Nun müsste ein Kanzler Steinbrück Gesetze umsetzen, die er selbst nicht will und die er wahrscheinlich auch aus finanziellen Gründen nicht eins zu eins umsetzen kann. Doch Peer Steinbrück geht es in diesen Tagen, angeschlagen durch die leidige Debatte über seine lukrativen Nebentätigkeiten als Abgeordneter, vor allem um Geschlossenheit. "Wir-Werte statt Ego-Werte" sei der Maßstab, sagt Steinbrück. Man könnte auch anders formulieren: Peer Steinbrück hat sich der Partei untergeordnet.

Lob für den Parteichef

In der SPD herrscht jedenfalls Ruhe. SPD-Chef Sigmar Gabriel wird gelobt. Der Vorsitzende hatte den Rentenkompromiss zur Chefsache gemacht und über Monate die Positionen und Eitelkeiten der verschiedenen Parteiflügel mit der "Beinfreiheit" des Kandidaten zusammengeführt. "Eine erstaunliche Leistung des Parteivorsitzenden", sagt selbst Johannes Kahrs, Sprecher des konservativen "Seeheimer Kreises" und nicht immer einer Meinung mit dem Vorsitzenden.
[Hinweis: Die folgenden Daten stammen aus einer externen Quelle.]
Issue #5811, opened 2026-08-14
Render Express Checkout buttons on page load for variable products, regardless of attribute selection


pierorocca:
On variable products, Stripe's Express Checkout buttons currently only render after a variation has been selected, rather than on page load whenever the product is otherwise eligible. This causes a layout shift as buttons appear once an attribute is chosen. WooPayments already renders its Express Checkout buttons on page load for variable products regardless of attribute selection — Woo Stripe should match that.

## Proposal

* Render Express Checkout buttons on page load whenever the product is otherwise eligible, without requiring a variation to be pre-selected.
* When a shopper attempts an express checkout before completing the attribute selection, defer to WooCommerce core's standard validation UX (highlighting unselected attribute fields) once available (see woocommerce/woocommerce#67749), instead of hiding/disabling the buttons.
* Validate across classic checkout, Blocks checkout, and the block-based Product page (Add to Cart + Options block).

## Related

* woocommerce/woocommerce#67749 (core: standardized validation pattern)
* Automattic/woocommerce-payments#12046 (WooPayments: adopt the same validation pattern)

PR #5868, opened 2026-08-27
Render express checkout buttons on page load for variable products and validate the selection at click time

jaclync:
Part of STRIPE-1366
Part of STRIPE-1367 / https://github.com/woocommerce/woocommerce-gateway-stripe/issues/5811

> [!NOTE]
> **Size:** ~half of this diff is tests (~375 lines). Non-test code is ~355 changed lines: a new ~205-line DOM-reader module (`variable-product-page.js`) and a ~150-line rewire of the express-checkout entrypoint (net +1 there). The work is intentionally split for reviewability - this PR covers visibility + template compatibility only; the click-path amount-integrity hardening follows in a stacked PR.

## What

Express Checkout buttons on variable product pages now render on page load, before a variation is selected, on both product templates. ("Both templates" = the two ways WooCommerce renders the add-to-cart form on a product page: the **classic form** - the `.variations_form` markup driven by `wc-add-to-cart-variation.js`, used by classic themes and by block themes that haven't upgraded the block - and the **blockified Add to Cart + Options block**, the Interactivity-API-based form used in block-theme Single Product templates, still labeled beta but the default on new block-theme installs.) Clicking before completing the attribute selection shows the "Please select your product options before proceeding." prompt (WooPayments parity) instead of opening the wallet sheet; validation moved from gating *visibility* to gating the *click*.

Previously, visibility was driven by jQuery variation events that only the classic `.variations_form` script fires. The blockified **Add to Cart + Options** (iAPI) block fires none of them, so on that template the buttons never appeared for variable products without a default variation (STRIPE-1366); on the classic template they popped in after selection, causing a layout shift (STRIPE-1367).

## How

- `ready` no longer requires a selected variation to show the buttons.
- New template-agnostic DOM readers in `client/express-checkout/utils/variable-product-page.js`, built on the compatibility markup WooCommerce renders "to be used by extensions or Express Payment methods" (`AddToCartWithOptions::render()`): `.single_variation_wrap`, the bound `variation_id` input, and `attribute_*` fields.
- Supported markup generations: classic form; blockified WC 10.9+ (hidden `attribute_*` inputs); blockified WC 10.7/10.8 (pill radios / dropdown selects - no hidden inputs); blockified "legacy mode" (form-field extensions or redirect-after-add flip the block to a `form.cart` POST form).
- Variation changes on the blockified template are observed via MutationObserver on the `variation_id` input's value attribute; stepper quantity changes via a click listener (the steppers update the value property only - no events, no attribute writes).

## Alternatives considered

Please feel free to suggest the best approach for ECE in variable/general product pages.

- **Bridging the missing events** (observe the block's internals and re-fire the jQuery variation events, keeping the hide-until-selected model): not pursued - it preserves the initialization race and the layout shift, and it would be discarded when the render-on-load behavior (STRIPE-1367) landed anyway.
- **Reading the block's Interactivity API store directly**: not viable - the store is private and its shape has already changed across WooCommerce releases; the rendered compatibility markup is the surface the block maintainers recommend for express payment methods, so the DOM readers build on that instead.
- **WooPayments' model** (no live preview refresh at all; read the DOM once at click time): simpler - no observers or listeners - but the classic template has shipped live preview updates for years and dropping them would be a merchant-visible regression, and a click-time-only design still needs a fallback for Stripe's 1-second resolve deadline. We keep the live preview here and make the click path cart-authoritative in the follow-up PR, which converges on WooPayments' robustness where it matters without the UX regression.

## Backward compatibility

- Behavior change (intended): buttons are visible before variation selection on the classic template too; hide-on-deselect removed. No hooks, signatures, or option keys changed. Server endpoints untouched.
- Reach: mostly variable product pages, with two deliberate improvements on **simple** products - the click guard is now null-safe and blocks blockified forms reporting an invalid quantity, and blockified stepper (− / +) quantity changes now refresh the preview amount (they previously went unnoticed; steppers fire no input events). Cart, checkout, and pay-for-order pages are untouched.
- The charged amount is always computed server-side from the real cart at confirmation; this PR does not change the click/authorization path.
- Not tested under multisite; no site-scoped state is read or written beyond existing options.

## Testing

- Jest: DOM readers across all three markup generations; existing entrypoint harness (classic refresh contract) passes unchanged.
- E2E: variable-product spec updated to the new contract (visible pre-selection + options prompt on click). A blockified-template E2E path needs a block theme, i.e. a dedicated Playwright project - proposed as a follow-up.
- Live verification matrix (both templates, including blockified legacy mode, stepper/typed quantity, variation switching, Link sheet open) in the workspace test-matrix doc.

### Manual testing steps

Setup: Stripe test mode with express checkout enabled for product pages; a variable product with two attributes and **no default variation**, including one attribute combination with no variation; a simple product. Test each flow on **both templates** - classic (e.g. Storefront, or a block theme whose Single Product template uses the classic Add to Cart with Options block) and blockified (block theme, Site Editor → Templates → Single Product → replace the block with **Add to Cart + Options (Beta)**).

Variable products:
1. Load the page with nothing selected → express buttons are visible immediately (previously: hidden on classic until selection; never shown on blockified).
2. Click a button before selecting anything → "Please select your product options before proceeding." alert; the wallet does not open.
3. Select only one of the two attributes and click → same prompt.
4. Complete the selection → click → wallet sheet opens at the variation's price; complete a test payment and confirm the order total and line items.
5. Switch from variation A to B, click → sheet and order reflect B.
6. Clear/deselect the attributes → buttons stay visible; clicking prompts again.
7. Change the quantity - typed, and on blockified also via the − / + steppers → the amount refreshes.
8. Select the combination that matches no variation → "Sorry, this product is unavailable. Please choose a different combination." (classic via the button marker; blockified via inference).
9. Repeat step 4 on a variable product **with** a default variation → correct price on load and through checkout.

Non-variable products:
10. Simple product, both templates → buttons render on load, clicking opens the sheet with no prompt, payment completes; on blockified, stepper quantity changes refresh the amount.
11. Blockified simple product with an invalid quantity (clear the field or exceed max) → click is blocked with the options prompt.
12. If available: bookings / deposits products → behavior unchanged from develop (smoke).

Unchanged surfaces (smoke test): cart and checkout (shortcode + block) and pay-for-order → express buttons render and pay as on develop.

Legacy mode: enable WooCommerce → Settings → Products → "Redirect to the cart page after successful addition" → the blockified form re-renders as a classic-style `form.cart` POST form → repeat steps 1–4 → restore the setting.

## Follow-ups

- **PR 2 (upcoming, stacked on this one):** amount-integrity hardening - latest-wins refresh gating, `event.reject()` click contract, cart-authoritative sheet totals with reject-on-deadline. Also covers a pre-existing display gap surfaced during testing: on simple products with quantity > 1, the sheet total is quantity-aware but the line-item breakdown shows the quantity-1 items.
- Blockified-template E2E coverage: requires a block theme plus a Single Product template override - global state per `tests/e2e` rules, i.e. a dedicated Playwright project and CI matrix entry. Working spec logic exists as local probes; needs porting once the project scaffolding lands.
- STRIPE-1367 remainder: swap the interim alert for core's standardized field validation once WOOPLUG-7528 ships.


jaclync:
@coderabbitai review
@claude review

client/express-checkout/utils/variable-product-page.js
```diff
@@ -0,0 +1,206 @@
...
+	return count > 0 && chosenCount === count && ! getSelectedVariationId();
+};
+
+/**
+ * Reads the currently selected variation attributes.
+ *
+ * @return {Object} count The number of attribute fields.
+ *                  chosenCount The number of fields with a selected value.
+ *                  data Map of attribute field name to selected value.
+ */
```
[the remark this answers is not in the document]
jaclync: Good catch, fixed in 2299fc3c3.

client/express-checkout/utils/variable-product-page.js
```diff
@@ -0,0 +1,206 @@
...
+ * Watches the blockified template's quantity stepper buttons.
+ *
+ * The steppers update the input's value property only — no input event, no
+ * attribute write — so the button press is the only observable signal.
+ * Typed changes fire input events and are handled by callers directly.
+ *
+ * @param {Function} onChange Called whenever a stepper button is pressed.
+ * @return {{disconnect: Function}|null} Disconnectable handle, or null on
+ *                                       the classic template.
+ */
```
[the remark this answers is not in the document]
jaclync: Agreed, the docblock overstated it. Fixed in 2299fc3c3 - it now says null is returned whenever no blockified quantity container is present (classic template, products sold individually, non-product pages).

client/express-checkout/utils/variable-product-page.js
```diff
@@ -0,0 +1,206 @@
...
+
+/**
+ * Whether the page renders the classic `.variations_form` template (as
+ * opposed to the blockified Add to Cart + Options block).
+ *
+ * @return {boolean} True on the classic template.
+ */
+const isClassicTemplate = () =>
+	Boolean( document.querySelector( '.variations_form' ) );
```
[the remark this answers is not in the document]
jaclync: Legitimate concern, deferring it as a future enhacenement follow-up rather than folding it in here. Context: every selector in this lineage has queried document-wide since before this PR - on develop and in WooPayments' equivalent module alike - so pages with a second purchase form (bundle/bought-together widgets) were never a supported configuration. This PR doesn't widen that exposure, it inherits it. Scoping correctly is its own design task: the natural anchor is the form containing `#wc-stripe-express-checkout-element`, but that container isn't inside the form under every theme/hook configuration, and the change threads through all the readers plus the entrypoint across four markup states.

tests/e2e/tests/express-checkout/express-checkout.spec.js
```diff
@@ -47,19 +47,33 @@ test.describe( 'customer can use Link express checkout', () => {
...
+				timeout: 5 * 1000,
+			} );
+			await linkButton.click();
+			const dialog = await dialogPromise;
+			alertMessage = dialog.message();
+			await dialog.dismiss();
+		} ).toPass( { timeout: 45 * 1000 } );
+
+		expect( alertMessage ).toContain(
+			'select your product options before proceeding'
```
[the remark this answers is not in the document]
jaclync: Agreed on the goal, and it's the first item this PR's Follow-ups section proposes. The blockified template requires a block theme plus a Single Product template override, which is global store state; per tests/e2e conventions that means a dedicated Playwright project and CI matrix entry rather than additions to default. The spec logic already exists as working local Playwright probes (visible-before-selection, click-time prompt, selection --> sheet) and will be ported once the main work lands. Until then the blockified flow is covered by Jest fixtures for all three supported markup generations.

tests/e2e/tests/express-checkout/express-checkout.spec.js
```diff
@@ -47,19 +47,33 @@ test.describe( 'customer can use Link express checkout', () => {
...
+		let alertMessage = '';
+		await expect( async () => {
+			const dialogPromise = page.waitForEvent( 'dialog', {
+				timeout: 5 * 1000,
+			} );
+			await linkButton.click();
+			const dialog = await dialogPromise;
+			alertMessage = dialog.message();
+			await dialog.dismiss();
+		} ).toPass( { timeout: 45 * 1000 } );
```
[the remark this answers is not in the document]
jaclync: I'd prefer keeping the retry deliberately. The root cause isn't in the code or fixable by waiting: Stripe’s Express Checkout iframe silently drops clicks while it re-syncs its position after scroll-into-view, and it exposes no readiness signal to await - visibility/enabled checks pass before and during the window. If Stripe ever exposes a sync signal, both call sites can drop the pattern together.

client/entrypoints/express-checkout/index.js
```diff
@@ -898,113 +926,86 @@ jQuery( function ( $ ) {
...
+						) {
+							// Refresh stored items so the click breakdown matches the new qty.
+							wcStripeECE.refreshTotals( response );
+							wcStripeECE.updateExpressCheckoutAmount(
+								response.total.amount
+							);
+						} else {
+							wcStripeECE.reInitExpressCheckoutElement(
+								response
+							);
```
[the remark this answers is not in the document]
jaclync: Confirmed and fixed in eecd82b7f. The handler now bails on `!response || typeof response !== 'object'`, recording the error (surfaced as an alert on the next click) and keeping the current preview.

jaclync:
@coderabbitai Re https://github.com/woocommerce/woocommerce-gateway-stripe/pull/5868#pullrequestreview-5037675591:

> Serialize product-data refreshes.

This will be addressed in the follow-up PR.

> Guard the localized global before reading wallet flags.

This seems out of the scope of the PR changes.

changelog.txt
```diff
@@ -30,6 +30,7 @@ xxxx-xx-xx - version 11.0.0
 * Fix - Hide the Apple Pay and Google Pay express buttons on pages unchecked in their own locations setting, instead of following other wallets' locations
 * Fix - Leave the Expires column blank instead of showing "N/A" on My Account → Payment methods for saved payment methods that have no expiry date, such as Link, SEPA and Cash App Pay
 * Fix - Remove the empty box shown under "Use a new payment method" on classic checkout when the save-payment-method checkbox is hidden
+* Fix - Render express checkout buttons on variable product pages before a variation is selected and prompt for product options on early clicks. Previously the buttons never appeared on the Add to Cart + Options block and appeared only after selecting a variation on the classic template
```
wjrosa: I think the entries could be much shorter

tests/e2e/tests/express-checkout/express-checkout.spec.js
```diff
@@ -47,19 +47,33 @@ test.describe( 'customer can use Link express checkout', () => {
...
-		// might cause the test to pass only because the element is not yet loaded.
-		const linkContainer = page.locator(
-			'#wc-stripe-express-checkout-element-link iframe[name^="__privateStripeFrame"]'
-		);
-		await expect( linkContainer ).toHaveCount( 1 );
-		await expect( linkContainer ).toBeHidden();
+		const linkButton = await getLinkButton( page );
+		await expect( linkButton ).toBeVisible( { timeout: 60 * 1000 } );
+
+		// Clicking before completing the attribute selection must not open
```
wjrosa: Inline comments could also be reduced

client/express-checkout/utils/variable-product-page.js
```diff
@@ -0,0 +1,208 @@
...
+		'input[name="variation_id"]'
+	);
+	if ( ! variationIdInput ) {
+		return null;
+	}
+
+	const observer = new MutationObserver( onChange );
+	observer.observe( variationIdInput, {
+		attributes: true,
+		attributeFilter: [ 'value' ],
```
wjrosa, line 175: This observer never fires on a real blockified page: `data-wp-bind--value` writes the input's `value` property only (on init and on Preact re-render), never the attribute, so nothing mutates what `attributeFilter: [ 'value' ]` watches. That leaves `onVariationChanged` dead on the blockified template: the sheet keeps the page-load amount while the cart gets the selected variation. The Jest test passes because it calls `setAttribute( 'value', ... )` directly, a write production never performs. WC dispatches maintained synthetic `change` events on the form (e.g. `setQuantity` in `add-to-cart-with-options.js`); listening for those, or polling `getSelectedVariationId()`, would be a signal that actually fires. Worth verifying in a real browser.

client/entrypoints/express-checkout/index.js
```diff
@@ -281,22 +285,16 @@ jQuery( function ( $ ) {
...
-				const addToCartButton = document.querySelector(
-					'.single_add_to_cart_button'
-				);
-
-				// First check if product can be added to cart.
-				if ( addToCartButton.classList.contains( 'disabled' ) ) {
+				// The buttons render before a variation is selected, so this
+				// guard is what prompts the shopper for their options instead
+				// of opening the wallet sheet.
+				if ( isAddToCartUnavailable() ) {
```
wjrosa, line 291: On the blockified template `isAddToCartUnavailable()` is also true for a resolved but out-of-stock variation and for an invalid quantity (both toggle the form's `is-invalid` class), while `isSelectedVariationUnavailable()` stays false, so the shopper gets "select your product options" with everything selected (or on a simple product with qty 0), and re-selecting fixes nothing. Classic shows the correct unavailable text via its marker. Consider routing the resolved-but-invalid case to the unavailable/quantity message.

client/entrypoints/express-checkout/index.js
```diff
@@ -883,6 +855,62 @@ jQuery( function ( $ ) {
...
+				// handled at click time, where the shopper is prompted to
+				// choose their options.
+				return;
+			}
+
+			wcStripeECE.blockExpressCheckoutButton();
+
+			$.when( wcStripeECE.getSelectedProductData() )
+				.then( ( response ) => {
+					if ( response.error ) {
```
wjrosa, line 893: Missing the null/primitive guard eecd82b7f added to `onQuantityChanged`: a null response throws on `response.error`, rejects into `.catch( () => hide() )`, and hides the buttons for the page view; a primitive falls into the success branch and corrupts the cached product data via `reInitExpressCheckoutElement`. Same guard applies here.

client/entrypoints/express-checkout/index.js
```diff
@@ -883,6 +855,62 @@ jQuery( function ( $ ) {
 			displayExpressCheckoutNotice( message, 'error' );
 		},
 
+		// Refresh the express checkout amount/items for the selected variation.
+		// Wired to both templates' change signals: the classic
+		// `woocommerce_variation_has_changed` jQuery event and the blockified
+		// template's `variation_id` input observer.
+		onVariationChanged: () => {
+			if ( isVariationSelectionNeeded() ) {
```
wjrosa, line 871: This early return assumes the buttons are visible, but the error paths below call `hide()`: after an errored refresh (qty over the variation's stock, stale nonce, network failure), deselecting an attribute lands here and the buttons stay hidden, breaking the visible-plus-prompt contract. A `show()` in this branch covers it.

client/entrypoints/express-checkout/index.js
```diff
@@ -883,6 +855,62 @@ jQuery( function ( $ ) {
 			displayExpressCheckoutNotice( message, 'error' );
 		},
 
+		// Refresh the express checkout amount/items for the selected variation.
+		// Wired to both templates' change signals: the classic
+		// `woocommerce_variation_has_changed` jQuery event and the blockified
+		// template's `variation_id` input observer.
+		onVariationChanged: () => {
```
wjrosa, line 870: `wcStripeECEError` is only reset in `onQuantityChanged`, so one failed quantity refresh blocks every express click with the stale error alert even after a later successful variation change updates the preview; only another quantity change clears it. Clearing it here, mirroring `onQuantityChanged`, fixes that.

jaclync:
@wjrosa Thanks for the first pass on this PR! While addressing the feedback, observing variation/quantity changes in JS for both product templates to update the preview/cache felt quite fragile as there is no official way to subscribe to these changes. Also, performance wise, if the shopper never clicks on the ECE buttons, the variation/quantity observations and preview updates felt unnecessary. Therefore, I opened a separate PR https://github.com/woocommerce/woocommerce-gateway-stripe/pull/5886 to try a different approach by removing all variation/quantity observations and determining the ECE data from Store API cart response upon ECE button click. Please feel free to comment/correct anything on the direction first, like if the preview/cache is required for some reasons.

wjrosa:
Thank you! I agree with the direction in #5886. The preview/cache is not needed: the shopper only sees an amount inside the sheet, and the sheet now gets its amount from the cart response on click. Two things to check in #5886: with the 700ms budget, slow stores may reject the first tap very often. And the description says a late response primes the next attempt without re-adding, but the code seems to call addToCart() on every click. I think we should move forward with #5886.

jaclync:
Thanks for the feedback! Updates:

> And the description says a late response primes the next attempt without re-adding, but the code seems to call addToCart() on every click.

This was addressed in https://github.com/woocommerce/woocommerce-gateway-stripe/pull/5886 today.

However, after more extensive testing for https://github.com/woocommerce/woocommerce-gateway-stripe/pull/5886, I still hit the timeout case once in a while in a pretty good network condition. The Store API request (even after batching the empty-cart + add-to-cart requests) could take more than 700ms to complete, and without a preview/cache like in `develop`/this PR, https://github.com/woocommerce/woocommerce-gateway-stripe/pull/5886 currently doesn't have a way to open the payment modal. While we can throw an error and the next click will work after the cart response resolves, this doesn't feel like a good UX and would be a regression for stores where cart requests take more than 700ms.

I'm going to look into other ways to open the express checkout modal before the cart response comes back, with some approximate data to start with + refresh when the cart response is back.

jaclync:
Update after digging further into the Stripe docs and codebase - the fuller picture, and a trade-off I’d like the team’s feedback on.

### How `develop` works today

On product pages we observe variation + quantity changes (debounced) and call our own ajax endpoint (`wc_stripe_get_selected_product_data`), which recomputes a price preview in parallel to what the cart would compute (the implementation could drift from the Store API version). The observation approach is unofficial: the classic template’s jQuery events are fine while still fragile, but the blockified "Add to Cart + Options" block exposes no JS API or events, so we watch DOM internals that already changed between WC 10.7 and 10.9 and can silently break on any WC update.

On EC button click we call the Store API anyway - two sequential requests (clear cart + add-to-cart) - but only to mutate the cart for the later shipping/confirm steps: the sheet is priced from the preview in both outcomes of the 700ms race ([Stripe requires `resolve()`/`reject()` within 1s of the click](https://docs.stripe.com/js/elements_object/express_checkout_element_click_event)). A fast response's pricing data is discarded - only `items_count` is read, as a success flag - and on timeout the sheet opens before we even know the add succeeded.

### Potential issues about the current approach

- The preview is a second, weaker pricing implementation (quantity x price + client-summed add-ons + tax imitation). It could miss anything that's in Store API's cart price calculation, if it doesn't already.
- A missed/broken observation opens the sheet at a stale amount, and non-shippable products have no address step to correct it, so the shopper could be approving an incorrect amount.
- On a slow Store API cart add, failure surfaces at confirm, after the shopper filled in the whole sheet.

#### Performance notes

It spends one preview ajax per selection change (including selections never purchased) - and measured locally, the preview endpoint costs similar to a real cart call: it isn't cheaper, just earlier. If the shopper never clicks on the EC buttons, the requests were still made.

### https://github.com/woocommerce/woocommerce-gateway-stripe/pull/5886 approach

Delete the observers + preview and price the sheet from the Store API response the click already makes - correct by construction, nothing to observe, nothing to drift, and no new requests. The cost: the same 700ms budget now gates the sheet itself. When the response misses it, the click is rejected and the retry (primed from the settled response) opens instantly - so on slow sites, it can take shoppers more than 1 tap. We can alert on timeout ("still preparing your payment - check your connection and try again"), but I'm hesitant to ship that as the primary UX: my localhost hit the timeout repeatedly on a normal connection, e.g. whenever a few due Action Scheduler tasks (feed sync, webhook deliveries) were draining on the first request after idle. Please feel free to share any thoughts on the UX.

### The dilemma

Observations have worked in production for years, and [WooPayments still uses them](https://github.com/Automattic/woocommerce-payments/blob/d0eae22708dc14761db2a97329ea5e089475a39f/client/express-checkout/shortcode-buttons-express/compatibility/wc-product-page.js) - paired with a tokenized one-off cart, so express taps never touch the shopper's real cart. From my understanding, cart-authoritative pricing is the only approach that can't show a wrong amount, but it exposes real-world latency directly in the first tap.

### Improvements regardless of the new approach

- In the EC payments on product page, use a one-off cart instead of resetting the shopper's existing cart.
- Batch the current Store API empty-cart + add-to-cart requests so that it's one request.

daledupreez:
@jaclync, I think there are a few things worth flagging independently.

#### Browser pop-up permissions and timing

This piece of the puzzle is driving large portions of the implementation. Browsers only permit popups to be opened in direct response to a user interaction (like a click/tap), where "direct response" includes a 1 second time limit. (More on the basics in the [MDN docs for `window.open()`](https://developer.mozilla.org/en-US/docs/Web/API/Window/open#description).) The Stripe Express checkout docs for the click event also document this timeout, as you noted above. I also checked and there is no way to pass in alternative line items/amounts via the `update()` API ([docs](https://docs.stripe.com/js/elements_object/update_express_checkout_element)).

As a result of all the above, our click handling is triggering the add to cart call while also adding a time limit to ensure that we can successfully launch the express checkout modal. In addition, it also means we're relying on our product details data that we generated before the click occurred (or at least that we tried to generate).

In terms of approach, I am wondering if something like the following could work:
 * Remove the custom AJAX call to generate a possibly-faulty list of line items
 * Update the UX to have the click event handling follow an algorithm more like the following:
    - Trigger the add to cart API call as we do currently, with batching when we are also removing items from the cart, as well as the 700ms time restriction
    - If the cart is returned within 700ms, then we use the cart data to drive the express checkout UI - this is definitely the best outcome for the good case
    - If the cart is not returned within 700ms, then we should do the following:
      * Reject the initial express checkout click, as we can't support it
      * Show a new/separate modal with some sort of loading state while we're waiting for the cart details to come back
         - When we get the definitive cart details back, we might be able to render a secondary CTA or express checkout button to retry the purchase with the received cart details

I think we might need to experiment with the UX, as it's not clear to me that this would be better when the API call times out, or whether we would be able to trigger the express checkout modal correctly.

jaclync:
Thanks for sharing the insights and suggestions! I experimented with the UX when the cart response times out using a modal and showing a newly generated express checkout button when the cart response is ready. It seems to work, in mobile web as well. Example screencast (from #5886):

https://github.com/user-attachments/assets/736d1833-f190-4746-8d5f-ada6a442917a

We can't programmatically open the express checkout sheet, as it only launches from a real gesture on Stripe's own button. The modal has to stay open while the wallet sheet is active (the new button's Elements state is mounted inside it, and removing it would detach the frame mid-payment). It closes when the sheet is dismissed or the payment completes.

It still requires some work to iterate on the copy, verify in different templates, and testing.

In parallel, I can combine the cart-clearing and add-to-cart calls into a single Store API batch request as an optimization.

"Wir können mit dem Beschluss gut leben", sagt Kahrs. Zwar halte er an der Rente mit 67 fest. Es gehe aber nun darum, die Voraussetzungen zu schaffen, dass Arbeitnehmer diese Altersgrenze im Job überhaupt erreichen können. Deshalb enthalte der Beschluss auch die Forderung nach einem gesetzlichen Mindestlohn und besseren Arbeitsbedingungen.

Die SPD hat wenige Wochen vor der Weihnachtspause ein zentrales Streitthema abgeräumt und im Vergleich zur CDU programmatisch vorgelegt. Die Ruhe dürfte indes nur von kurzer Dauer sein. Im Steinbrück-Lager spricht man bereits offen davon, dass der Kandidat bei der Vermögensteuer nicht so zahm sein werde. Die von der SPD beschlossene Abgabe geht Steinbrück viel zu weit. Hier wolle er "eine deutliche Umgestaltung" erreichen, heißt es. Betriebe dürften nicht belastet werden. Den Kampf will Steinbrück auch mit der SPD-Linken führen. Die neue Rentenformel könnte für die Parteilinke somit nur ein Etappensieg sein.